I'm trying to find a function $g$ that satisfies $$g\big(x,\ 2y(1-y)\big)=2g(x,\ y)\big(1-g(x,\ y)\big)$$ for all $x,y∈\mathbb{Z}$ and whose output also lies in $\mathbb{Z}$. Another requirement is symmetry: $g(x,y)=g(y,x)$, and associativity is highly desirable too: $g(x,g(y,z))=g(g(x,y),z)$.
One obvoius fact is that it the equation instanlty defines the value of $g$ at a non-integer point $(x,1/2)$, namely plugging into the equation and rearranging gives $g(x,1/2)=1/2$ for all $x$, but apart from that, I'm stuck.

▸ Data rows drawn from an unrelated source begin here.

PR #280, opened 2022-03-19
chore: replace deprecated String.prototype.substr()

CommanderRoot:
[String.prototype.substr()](https://developer.mozilla.org/en-US/docs/Web/JavaScript/Reference/Global_Objects/String/substr) is deprecated so we replace it with [String.prototype.slice()](https://developer.mozilla.org/en-US/docs/Web/JavaScript/Reference/Global_Objects/String/slice) or [String.prototype.substring()](https://developer.mozilla.org/en-US/docs/Web/JavaScript/Reference/Global_Objects/String/substring) (if the second parameter could be negative) which works similarily but aren't deprecated.
.substr() probably isn't going away anytime soon but the change is trivial so it doesn't hurt to do it.

### DIFF
--- a/src/analyze.ts
+++ b/src/analyze.ts
@@ -219,8 +219,8 @@ export default async function analyze(id: string, code: string, job: Job): Promi
     if (!job.analysis.emitGlobs) return;
     const wildcardIndex = wildcardPath.indexOf(WILDCARD);
     const dirIndex = wildcardIndex === -1 ? wildcardPath.length : wildcardPath.lastIndexOf(path.sep, wildcardIndex);
-    const assetDirPath = wildcardPath.substr(0, dirIndex);
-    const patternPath = wildcardPath.substr(dirIndex);
+    const assetDirPath = wildcardPath.substring(0, dirIndex);
+    const patternPath = wildcardPath.slice(dirIndex);
     const wildcardPattern = patternPath.replace(wildcardRegEx, (_match, index) => {
       return patternPath[index - 1] === path.sep ? '**/*' : '*';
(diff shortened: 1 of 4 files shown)


src/analyze.ts
```diff
@@ -389,8 +389,8 @@ export default async function analyze(id: string, code: string, job: Job): Promi
 
     const wildcardIndex = wildcardRequire.indexOf(WILDCARD);
     const dirIndex = wildcardIndex === -1 ? wildcardRequire.length : wildcardRequire.lastIndexOf(path.sep, wildcardIndex);
-    const wildcardDirPath = wildcardRequire.substr(0, dirIndex);
-    const patternPath = wildcardRequire.substr(dirIndex);
+    const wildcardDirPath = wildcardRequire.substring(0, dirIndex);
+    const patternPath = wildcardRequire.slice(dirIndex);
```
styfle, line 393: Why are some substring and others slice?

CommanderRoot: My intend was to copy the behaviour of the current `substr()`

`slice()` and `substring()` behave differently if the second parameter is negative. 
Examples
```
"test".slice(0, -1) == "tes"
"test".substring(0, -1) == ""
"test".substr(0, -1) == ""
```

Sometimes you want to remove the last x chars in which case `slice()` is what you want but if the second parameter can be positive or negative it's better to use substring* (if the first param is 0, if not it can [depend](https://developer.mozilla.org/en-US/docs/Web/JavaScript/Reference/Global_Objects/String/substring#differences_between_substring_and_slice) as well)

styfle (approved):

PR #285, opened 2022-05-17
fix: handle `node:` prefix

### LINKED ISSUE #284: `node:` prefixes cause a warning
Running `nodeFileTrace` on an app that imports Node built-ins with the `node:` prefix (which is the preferred way to import built-ins as of Node 18) causes a warning to be emitted:

```js
import fs from 'node:fs';
```

```
warnings: Set(1) {
  Error: Failed to resolve dependency node:fs:
  Cannot find module 'node:fs' loaded from [dir]/src/index.js
      at [dir]/node_modules/@vercel/nft/out/node-file-trace.js:304:39
      at async Promise.all (index 0)
      at async Job.emitDependency ([dir]/node_modules/@vercel/nft/out/node-file-trace.js:290:9)
      at async Promise.all (index 0)
      at async nodeFileTrace ([dir]/node_modules/@vercel/nft/out/node-file-trace.js:32:5)
      at async file://[dir]/index.js:3:13
```

Removing the `node:` prefix fixes it, but that's not always an option since it could be in library code.

Reproduction here: https://github.com/Rich-Harris/vercel-nft-repro

Rich-Harris:
This appears to be enough to fix #284, but I'm not sure where a test would go

### DIFF
--- a/src/analyze.ts
+++ b/src/analyze.ts
@@ -302,7 +302,7 @@ export default async function analyze(id: string, code: string, job: Job): Promi
         value: {
           [FUNCTION] (specifier: string) {
             deps.add(specifier);
-            const m = staticModules[specifier];
+            const m = staticModules[specifier.startsWith('node:') ? specifier.slice(5) : specifier];
             return m.default;
           },
           resolve (specifier: string) {
@@ -342,7 +342,7 @@ export default async function analyze(id: string, code: string, job: Job): Promi
       if (decl.type === 'ImportDeclaration') {
         const source = String(decl.source.value);
         deps.add(source);
-        const staticModule = staticModules[source];
+        const staticModule = staticModules[source.startsWith('node:') ? source.slice(5) : source];
         if (staticModule) {
           for (const impt of decl.specifiers) {
             if (impt.type === 'ImportNamespaceSpecifier')
--- a/src/resolve-dependency.ts
+++ b/src/resolve-dependency.ts
@@ -139,7 +139,7 @@ function resolveExportsImports (pkgPath: string, obj: PackageTarget, subpath: st
   } else {
     matchObj = obj;
   }
-  
+
   if (subpath in matchObj) {
     const target = getExportsTarget(matchObj[subpath], job.conditions, cjsResolve);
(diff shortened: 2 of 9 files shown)


Rich-Harris:
Looks like that didn't fix it after all 😬

guybedford:
@Rich-Harris let me know if I can assist with any NFT stuff anytime - it seems like the unit test just needs to be updated? The logging isn't ideal, may make sense to log the error before the warning to ensure the error can be seen at that call site in https://github.com/vercel/nft/blob/main/test/unit.test.js#L175.

Rich-Harris:
@guybedford if you are able to get this working, that would be terrific — unfortunately I'm maxed out at the moment otherwise I'd spend more time digging into it. Right now I'm just [working around it](https://github.com/sveltejs/kit/blob/88bc0b0e814490e526f2297ea13f01d278158540/packages/adapter-vercel/index.js#L412-L416):

```js
	traced.warnings.forEach((error) => {
		// pending https://github.com/vercel/nft/issues/284
		if (error.message.startsWith('Failed to resolve dependency node:')) return;
		console.error(error);
	});
```

guybedford:
I don't have time to clone and PR right now, especially since I'm on Windows here. But I'd just suggest the following change in analyze.ts:

Line 305 change:
```ts
const m = staticModules[specifier.startsWith('node:') ? specifier.slice(5) : specifier];
```

line 345 change:
```ts
const staticModule = staticModules[source.startsWith('node:') ? source.slice(5) : source];
```

ijjk (approved):
Thanks!

test/unit/asset-fs-inline-path-enc-es/input.js
```diff
@@ -1,4 +1,4 @@
-import fs from 'fs';
-import * as path from 'path';
+import fs from 'node:fs';
+import * as path from 'node:path';
```
styfle, line 2: Should this test be reverted so we cover both cases?

ijjk: Yeah we can revert this one since we have the separate fixtures now, updated in https://github.com/vercel/nft/pull/287

PR #287, opened 2022-05-18
chore: Update node prefix tests

ijjk:
Ensures we have the test with the `node:` prefix and without, also renames the `node` prefix fixtures to make it more clear that's what is being tested. 

x-ref: https://github.com/vercel/nft/pull/285#discussion_r876079458


styfle (approved):

test/unit/asset-fs-array-expr-node-require/output.js
```diff
@@ -1,5 +0,0 @@
-[
-  "package.json",
-  "test/unit/asset-fs-array-expr-node-require/asset1.txt",
-  "test/unit/asset-fs-array-expr-node-require/input.js"
-]
```
styfle, line 5: I was thinking the output.js file was necessary for each test fixture 🤔

ijjk: It's still necessary just was renamed https://github.com/vercel/nft/blob/main/test/unit/asset-fs-array-expr-node-prefix/output.js guess it shows as a delete because the content changed more than git expects.

styfle: Oh I see, git didn't track it as a rename since the contents changed too much 👍

PR #290, opened 2022-05-24
[dependencies] remove old node-pre-gyp

EndangeredMassa:
The `node-pre-gyp` package has been deprecated in favor of `@mapbox/node-pre-gyp`, which is already used in this project. This PR removes the last use of `node-pre-gyp`.

Removing this gets rid of the following warning that's shown when installing anything that depends on `vercel/nft`:

>  WARN  deprecated node-pre-gyp@0.13.0: Please upgrade to @mapbox/node-pre-gyp: the non-scoped node-pre-gyp package is deprecated and only the @mapbox scoped package will recieve updates in the future


EndangeredMassa:
@styfle Ahhh, the package name change included breaking changes. https://github.com/mapbox/node-pre-gyp/blob/master/CHANGELOG.md#100

It's not a huge deal to have a warning during package install. We could leave this as is for now. Or we could drop the unscoped package name entirely and release a new major version. What do you think?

A slightly broader version of the problem actually involves two integer-valued functions, $g_1$ and $g_2$, the equations defining them being
$$g_1(x_1,\ a_1b_1) = g_1(x_1,\ a_1)g(x_2,\ a_2)$$
for which I figured a solution
$$g_1(x_1,y_1)=\prod\limits_{p∈\mathbb{P}}p^{v_p(x_1)v_p(y_1)}$$
where the product is taken over the set of prime numbers and $v_p(x)$ is the $p$-valuation of x, i.e. the power of $p$ in the factorization of $x$. It is commutative and assocaitive and distributes over multiplication, which is kinda the whole point of the equation. (by the way, does this function, $g_1$, have a common name? it looks quite general and number-theoretic)
For $g_2$, the equation is the following:
$$g_2(x_1,\ x_2,\ a_1b_1,\ a_1^2b_2+a_2b_1^2-2a_2b_2)=g_1(x_1,\ a_1)^2g_2(x_1,\ x_2,\ b_1,\ b_2)+g_2(x_1,\ x_2,\ a_1,\ a_2)g_1(x_1,\ b_1)^2-2g_2(x_1,\ x_2,\ a_1,\ a_2)g_2(x_1,\ x_2,\ b_1,\ b_2)$$
For which plugging $y_1=a_1=b_1,\ y_2=a_2=b_2$ for simplification and replacing $g_1$'s with the prime number thing yields
$$g_2\big(x_1,\ x_2,\ y_1^2,\ 2y_2(y_1^2-y_2)\big)=2g_2(x_1,\ x_2,\ y_1,\ y_2)\bigg(\prod\limits_{p∈\mathbb{P}}p^{v_p(x_1)v_p(y_1)} - g_2(x_1,\ x_2,\ y_1,\ y_2)\bigg)$$
The problem I described in the beginning is this second equation under the requirement $x_1=y_1=1$ which I have had some vague reasons to impose.
So, any suggestions on how to solve any of this, or at least make a few more steps towards the solution, would be extremely helpful!